Pandemi Covid-19, Linda Urung Jadi Sukarelawan Perayaan Waisak
Di tengah pandemi Covid-19 saat ini, umat Buddha merayakan Waisak, Kamis (7/5/2020). Seperti hari raya lain yang juga tidak bisa diselenggarakan secara meriah, Waisak tahun ini dirayakan sederhana via daring.
Oleh
INSAN ALFAJRI
·3 menit baca
JAKARTA, KOMPAS — Pandemi Covid-19 membuat umat Buddha di Indonesia merayakan Trisuci Waisak 2564 dari rumah. Ini turut mengubah kebiasaan sebagian umat Buddha.
Trisuci Waisak 2564 bertujuan untuk mengingatkan tiga peristiwa suci, yakni kelahiran, pencerahan sempurna, dan kemangkatan Buddha Gautama. Perayaan itu jatuh pada Kamis (7/5/2020).
Linda Sugianto (23) biasanya menjadi sukarelawan dalam perayaan Waisak nasional. Tahun lalu, ia menjadi sukarelawan di Senayan, Jakarta. Kala itu, ia bertugas sebagai penyambut tamu.
Sebelumnya, alumnus Universitas Bina Nusantara ini juga menjadi sukarelawan dalam perayaan Waisak nasional di Candi Borobudur. Waktu itu, ia membawa pelita dalam proses kirab dari Candi Mendut ke Candi Borobudur
Kini, perayaan Waisak nasional ditiadakan untuk mengantisipasi penularan Covid-19. ”Jadi, untuk saat ini aku hanya bisa beribadah dari rumah, ikut kebaktian online,” kata Linda ketika dihubungi dari Jakarta, Kamis.
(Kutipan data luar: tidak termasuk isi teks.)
PR #289, opened 2016-09-06
Add optional whitelisting for allowed buildroots and parameters

dwmh:
Co-Author: Juha Kallioinen <juha.kallioinen@ericsson.com>

Can be used to make multi-user environments more secure. Does not change
functionality if /etc/obs/build.conf is not present on system.

### DIFF
--- a/build
+++ b/build
@@ -95,6 +95,10 @@ CCACHE=
 DLNOSIGNATURE=
 CACHE_DIR=/var/cache/build
 
+# Input validation
+BUILDROOT_VALID=false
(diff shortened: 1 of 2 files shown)


mlschroe:
Thanks for the patch! I'm rewriting it a bit and will commit it next Monday.

mlschroe:
Ok, pushed. I rewrote it quite a bit, though.

Oh, and I use /etc/build.conf as configuration file, as this tool has nothing to do with OBS, it's just used in OBS for building.

PR #290, opened 2016-09-08
Prevent wide character warning

lethliel:
@mlschroe please review

switching the mode of the filehandle to utf8 gets rid of the "wide characters in print" warnings.


lethliel:
Offline review with mlschroe. Can be merged.

PR #292, opened 2016-09-12
build-vm-kvm: use virtio-rng-device also on aarch64

andreas-schwab:
This is needed so that it works with an armv7 guest.

### DIFF
--- a/build-vm-kvm
+++ b/build-vm-kvm
@@ -108,6 +108,7 @@ vm_verify_options_kvm() {
 		kvm_options+="-M virt"
 	    fi
 	    kvm_device=virtio-blk-device
+	    kvm_rng_device=virtio-rng-device
 	    ;;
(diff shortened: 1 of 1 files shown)


dirkmueller:
Hmm, maybe we only want to do that in the armv8l case? I am not sure we want to use mmio for aarch64 native

dirkmueller:
@agraf? I'm okay with giving it a try, maybe we can deploy it in obs and see how it works out?

andreas-schwab:
We already use mmio for the virtio-blk device anyway.

agraf:
The breakage happens when building armv7l code on aarch64 hosts. It also shouldn't break anything on aarch64 guests, so yes, this change is good.

adrianschroeter:
it is deployed now for a bit more testing. will merge this the next days if no problems appear.

PR #295, opened 2016-09-21
Add option to wipe a buildroot

dwmh:
Build creates root owned files, so this option allows build to be used to also delete those files.

With this, normal users can delete their build-roots while only having sudo rights to the build script.


dwmh:
Corresponding osc pull request:
https://github.com/openSUSE/osc/pull/230

dwmh:
Added rc check for the umounts.

PR #563, opened 2020-05-06
Add support for Arch in build-recipe-kiwi

davidcassany:
This commit adds support for Arch Linux repositories in the KIWI
build recipe.

### DIFF
--- a/build-recipe-kiwi
+++ b/build-recipe-kiwi
@@ -767,18 +767,21 @@ recipe_build_kiwi() {
 	    repo="$TOPDIR/SOURCES/repos/${rc%/*}/${rc##*/}/"
         fi
         if test "$imagetype" != product -a "$DO_INIT" != "false" ; then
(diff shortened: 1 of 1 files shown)


davidcassany:
I could not fully verify this PR in my host as I realized that `osc` tool perpares repositories in a different way comparted to remote builds. The generated paths for the buildtime repositories do not include the architecture subfolders in remote builds, but they do in local builds when using `osc build` (chroot build). In fact an equivalent code of this PR has been tested [here](https://build.opensuse.org/package/show/home:dcassany:Arch/obs-service-arch_repos_builder) as a buildtime obs service. This PR is done with the assumption that `build-recipe-kiwi` runs in an equivalent environment of what a buildtime OBS service would do.

davidcassany:
@mlschroe thank much for the review. Is there any expectation on when it will be available in the OBS instance?

mlschroe:
I think it's already deployed.

PR #564, opened 2020-05-12
Update for zVM to make container builds work.

azouhr:
- Use ZVM_VOLUME_ROOT and ZVM_VOLUME_SWAP variables to define the local
  zVM environment
- Increase wait to connect iucv console to 5 seconds. This is not
  critical, since the messages are buffered, however I encountered
  connection fails with 2 seconds.
- Add new function vm_initrd_obs_modules_zvm to create new worker initrd
  on demand. This uses the initrd created by the obsworker script and
  updates the kernel modules within according to the OBS kernel.
  The resulting initrd is stored at the same location as the obsworker
  initrd, however expanded with the actual kernel version and thus
  cached for subsequent builds.

### DIFF
--- a/build-vm-zvm
+++ b/build-vm-zvm
@@ -21,17 +21,18 @@
 #
 ################################################################
 
+ZVM_CLEANUP=
+ZVM_VOLUME_ROOT=${ZVM_VOLUME_ROOT:-0100}
+ZVM_VOLUME_SWAP=${ZVM_VOLUME_SWAP:-0200}
+
 # z/VM: use default kernel image from local machine
 # lets go with the default parameters. However zvm_initrd will be a required parameter
-#zvm_kernel=/boot/image
+# zvm_kernel=/boot/image
 #zvm_initrd=/boot/initrd_worker
-zvm_param="root=/dev/disk/by-path/ccw-0.0.0150-part1 hvc_iucv=8 console=hvc0 $vm_linux_kernel_parameter"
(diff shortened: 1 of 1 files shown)


build-vm-zvm
```diff
@@ -21,17 +21,18 @@
 #
 ################################################################
 
+ZVM_CLEANUP=
+ZVM_VOLUME_ROOT=${ZVM_VOLUME_ROOT:-0100}
+ZVM_VOLUME_SWAP=${ZVM_VOLUME_SWAP:-0200}
+
 # z/VM: use default kernel image from local machine
```
bugfinder, line 28: actually why 0100 and not 0150, wasn't 0150 the default root dev ?

build-vm-zvm
```diff
@@ -223,7 +227,6 @@ zvm_worker_init() {
 }
 
 zvm_cp() {
-    modprobe vmcp || zvm_fatal "Cannod load vmcp module"
     if test -n "$1" ; then
```
bugfinder, line 230: is manually loading vmcp no longer required at all ?

build-vm-zvm
azouhr: Good question. we cn change it back, I just found that most people do not use 150 but 100 as base address

build-vm-zvm
azouhr: Its actually not possible anymore with current kernel versions. Its not a module anymore, but compiled into the kernel. The reason why it is not in here at all is, that the obsworker script already tries to load this module (for older distributions) and loading the module repeatedly is not necessary at all.

bugfinder: okay, that answered my question ... looks good to me then

PR #566, opened 2020-05-14
Set kvm_serial_device to virtio-serial in the fixup

mlschroe:


adrianschroeter:
core part works, will follow up with my other stuff in another request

Bagi Linda, menjadi sukarelawan adalah caranya dalam merayakan Waisak. Melalui kegiatan sukarela itu, Linda memberikan kontribusi nyata terhadap komunitas.
”Sebetulnya enak jadi umat ketimbang volunteer karena umat tidak capai mengurus sana-sini. Tetapi, kadang aku berpikir, selagi masih bisa bantu meski hal kecil, seperti memegang pelita, bisa membantu kelangsungan prosesinya. Kalau tak ada yang membantu hal-hal kecil itu, prosesinya jadi tak sempurna,” kata perempuan yang tinggal di Jakarta Utara ini.
Suyadi, Koordinator Pengembangan SDM Forum Komunikasi Pemuda Buddhis Sumatera Barat, menuturkan, pandemi Covid-19 membawa dampak sosial yang besar. Orang tidak bisa lagi berkontak langsung. ”Terlebih sebentar lagi umat Islam, misalnya, juga akan merayakan Lebaran. Mereka tentu juga tak bisa mudik,” lanjutnya.
Di Padang, lanjut Suyadi, wihara sudah sebulan lebih tidak menggelar kebaktian secara langsung. Umat mengikuti kebaktian melalui kanal-kanal di media sosial.
Tahun ini, tema Waisak yang diangkat Majelis Buddhayana Indonesia adalah ”Mawas Diri dan Toleransi Menjaga Keharmonisan Bangsa”. Tema itu merupakan bagian dari upaya mengoreksi diri di tengah pandemi.
Menurut Suyadi, umat diajak berpikir jernih. Tuhan memang sudah mengatur semuanya. Akan tetapi, umat juga harus berusaha untuk menjaga diri di tengah pandemi. ”Walaupun sudah berdoa, jika tak waspada dan mengabaikan imbauan jaga jarak dan di rumah saja, sama saja bohong. Kita harus tetap jaga diri,” katanya.
Sebagai bentuk kontribusi sosial, Suyadi dan kawan-kawan juga menggalang dana. Uang itu akan digunakan untuk membeli masker dan sembako untuk dibagikan selama bulan Ramadhan.
Ketua Umum Sangha Theravada Indonesia Bhikkhu Sri Subhapannyo Mahathera mengatakan, kepercayaan adalah asas kerja sama dalam masyarakat. Tolong-menolong dan saling percaya diterapkan sebagai perilaku gotong royong dalam kehidupan sehari-hari. Gotong royong dilakukan saat bahagia dan susah.
”Tatkala kita bersama menghadapi musibah, baik musibah bencana alam maupun musibah lain, seperti wabah penyakit menular, marilah kita bergotong royong satu padu menghadapi dan mengatasi musibah itu,” tulis Mahathera dalam artikel bertajuk ”Persaudaraan Sejati, Dasar Keutuhan Bangsa” yang dimuat Kompas, Rabu (6/5/2020).